A real-time AI system that detects children's facial expressions and generates responsive animated character feedback, designed for educational technology and therapeutic applications.
This project combines advanced facial expression recognition with conditional generative adversarial networks to create an interactive system that responds to children's emotions in real-time. The system detects facial expressions through a camera feed and generates appropriate animated character responses to support emotional development and engagement. A quick overview of the end-to-end system is explained in the PROJECT_POSTER document.

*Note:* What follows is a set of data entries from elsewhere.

Issue #3929, opened 2019-07-30
Text reflow doesn't respect tabs


aykevl:
When reflowing lines that are indented using tabs (using `gq` for example), tabs are replaced by spaces.

1.  Select a few commented lines with `Shift` `V`, for example the two commented lines in the following code (note the tabs at the beginning):
    ```go
    	// Gather the list of parameters for every call we're going to
    	// make.
    	callParams := make([]llvm.Value, call.OperandsCount()-1)
    	for i := range callParams {
    		callParams[i] = call.Operand(i)
    	}
    ```
2.  Press `g` `q`
3.  Notice how the line has become the following, with a single space for indentation completely breaking indentation:
    ```go
     // Gather the list of parameters for every call we're going to make.
    	callParams := make([]llvm.Value, call.OperandsCount()-1)
    	for i := range callParams {
    		callParams[i] = call.Operand(i)
    	}

    ```

I would expect this to become like the following:

```go
	// Gather the list of parameters for every call we're going to make.
	callParams := make([]llvm.Value, call.OperandsCount()-1)
	for i := range callParams {
		callParams[i] = call.Operand(i)
	}
```

Screenshot after reflowing:

![Screenshot at 2019-07-30 17-58-27](https://user-images.githubusercontent.com/729697/62145441-c6959680-b2f3-11e9-8c44-712e10bcb0f0.png)

**Environment:**

- Extension (VsCodeVim) version: 1.9.0
- VSCode version: 1.36.1
- OS: Linux (Debian Stretch)

Some settings that might be relevant:

```javascript
    "window.zoomLevel": 1,
    "editor.fontSize": 13,
    "editor.renderWhitespace": "boundary",
    "vim.searchHighlightColor": "rgba(255, 255, 0, 0.5)",
    "vim.hlsearch": true,
    "editor.wordWrap": "on",
    "editor.wrappingIndent": "deepIndent",
    "editor.minimap.enabled": false,
    "editor.hover.enabled": false,
    "[html]": {
        "editor.tabSize": 2,
    },
    "files.insertFinalNewline": true
```

I'm testing this with Go, which basically always uses tabs for indentation so this is a real problem for me.

PR #4050, opened 2019-09-07
Fix gq to handle tab indentation

orn688:
**What this PR does / why we need it**: The `gq` command to "reflow" selected text in visual line mode didn't properly handle tabs, replacing them with spaces.

**Which issue(s) this PR fixes**: (none, I can create one if needed)

**Special notes for your reviewer**: I added another commented-out `gq` test case under the assumption that it would also "run poorly on Travis". It passes locally though (along with the two old commented-out `gq` tests).

### DIFF
--- a/src/actions/operator.ts
+++ b/src/actions/operator.ts
@@ -841,22 +841,27 @@ class ActionVisualReflowParagraph extends BaseOperator {
     { singleLine: true, start: '' },
   ];
 
-  public getIndentationLevel(s: string): number {
+  public getIndentation(s: string): string {
+    // Use the indentation of the first non-whitespace line, if any such line is
+    // selected.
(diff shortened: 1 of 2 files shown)


J-Fields:
Fixes #3929

orn688:
Ah thanks! I checked a couple months ago to see if there was an issue for this and (incorrectly) assumed none had been created in the interim 🙂

J-Fields:
LGTM. Why do you assume it won't pass on CI though?

orn688:
> LGTM. Why do you assume it won't pass on CI though?

There's a comment above the old commented-out tests that says they don't work on Travis – I can try uncommenting them all to see if they succeed.

orn688:
The gq tests are pretty slow, but they're passing!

- Real-time facial expression recognition with 93.71% accuracy across 7 emotion classes
- Animated character response generation using conditional GANs
- Edge-optimized deployment on NVIDIA Jetson Orin Nano achieving ~30 FPS
- Rule-based emotion mapping implementing therapeutic response strategies
- TensorRT acceleration for optimized inference performance
- Enhanced PAtt-Lite model with MobileNetV1 backbone
- Multi-head attention classifier for improved expression classification
- Two-stage training strategy for optimal convergence
- Multi-dataset training on RAF-DB, CK+, and FER+ datasets
- Conditional GAN (cGAN) for 256x256 facial expression synthesis
- 6-stage transposed convolution upsampling architecture
- Emotion-conditioned generation across 7 emotion classes
- Trained on FERG-DB dataset for consistent character animations
- Therapeutic response sequences based on child psychology principles
- Validation-first approach with gradual emotional regulation
- Dual-mode operation for therapeutic and mirror responses
- FER Accuracy: 93.71% on combined multi-dataset evaluation
- Real-time Performance: ~30 FPS on NVIDIA Jetson Orin Nano
- Per-class F1-scores: 0.847 to 0.993 across emotion categories
- Edge Optimization: TensorRT 10.3.0 acceleration with FP16 precision
- Lightweight Architecture: Optimized for edge deployment with minimal computational overhead
- Multi-threaded Pipeline: Separate threads for camera capture, inference, and display operations
- CUDA Context Management: Thread-safe GPU resource handling for stable performance
- Memory Optimization: Conservative allocation strategies for Jetson hardware constraints
The system recognizes and responds to 7 primary emotions:
- Anger
- Disgust
- Fear
- Happiness
- Sadness
- Surprise
- Neutral
- Primary Target: NVIDIA Jetson Orin Nano
- GPU Memory: 8GB recommended
- Camera: USB or CSI camera support
- Software: TensorRT 10.3.0, CUDA support
- jetson_src: Contains the end-to-end system inference logic on NVIDIA Jetson Orin Nano board.
- nn_models_src: Contains the python implementation for building, training, and evaluating the Facial Expression Recognition and cGAN models.
- outputs: Contains the sample output results of the system execution on Jetson.
- doc: Contains the detailed project report explaining all the key details of the project. Go through PROJECT_REPORT document.
Here is the short recorded demo of this system:
This system demonstrates significant potential for transforming child-computer interaction through empathetic and responsive digital experiences, achieving state-of-the-art performance while maintaining real-time operation on edge devices.